Required work —
If a line of the data below contains the string "compilation", copy it into your answer.

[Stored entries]
-.-.-

PR #1301, opened 2023-08-21
H(div) and H(curl) basis support for `magma` backend

### LINKED ISSUE #1252: Performance issues with `/gpu/cuda/magma` for non-tensor basis
JIT compilation of non-tensor basis code for `/gpu/cuda/magma` takes an excessive amount of time, especially for large values of `P`.
I believe this is due to the use of `#pragma unroll` in [`magma_common_nontensor.h`](https://github.com/CEED/libCEED/blob/main/include/ceed/jit-source/magma/magma_common_nontensor.h) for loops of length `P`, `Q`, or even `P*Q`. 

The results below, from a NVIDIA RTX 2070 Super with CUDA version 12.2, support this conclusion. I reproduced this slowdown on an NVIDIA A30 with CUDA version 12.1, although I do not have explicit timing results for that.

This issue was discussed with @nbeams on Zulip.

Current implementation (`CeedCompileMagma[in]` refers to the compilation for the `in`th non-tensor kernel instance):
```
P=8, Q=16
CeedCompileMagma[0] took 0 seconds 171 milliseconds
CeedCompileMagma[1] took 0 seconds 442 milliseconds
CeedCompileMagma[2] took 0 seconds 318 milliseconds
CeedCompileMagma[3] took 0 seconds 304 milliseconds
CeedCompileMagma[4] took 0 seconds 241 milliseconds
P=8, Q=16
CeedCompileMagma[0] took 0 seconds 175 milliseconds
CeedCompileMagma[1] took 0 seconds 437 milliseconds
CeedCompileMagma[2] took 0 seconds 318 milliseconds
CeedCompileMagma[3] took 0 seconds 298 milliseconds
CeedCompileMagma[4] took 0 seconds 242 milliseconds
P=64, Q=16
CeedCompileMagma[0] took 1 seconds 280 milliseconds
CeedCompileMagma[1] took 0 seconds 750 milliseconds
CeedCompileMagma[2] took 1 seconds 76 milliseconds
CeedCompileMagma[3] took 2 seconds 676 milliseconds
CeedCompileMagma[4] took 2 seconds 681 milliseconds
P=27, Q=16
CeedCompileMagma[0] took 0 seconds 472 milliseconds
CeedCompileMagma[1] took 0 seconds 666 milliseconds
CeedCompileMagma[2] took 0 seconds 687 milliseconds
CeedCompileMagma[3] took 0 seconds 595 milliseconds
CeedCompileMagma[4] took 0 seconds 977 milliseconds
P=8, Q=16
CeedCompileMagma[0] took 0 seconds 174 milliseconds
CeedCompileMagma[1] took 0 seconds 442 milliseconds
CeedCompileMagma[2] took 0 seconds 322 milliseconds
CeedCompileMagma[3] took 0 seconds 303 milliseconds
CeedCompileMagma[4] took 0 seconds 257 milliseconds
```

-.-.-

Response area —
JIT compilation of non-tensor basis code for `/gpu/cuda/magma` takes an excessive amount of time, especially for large values of `P`.
Current implementation (`CeedCompileMagma[in]` refers to the compilation for the `in`th non-tensor kernel instance):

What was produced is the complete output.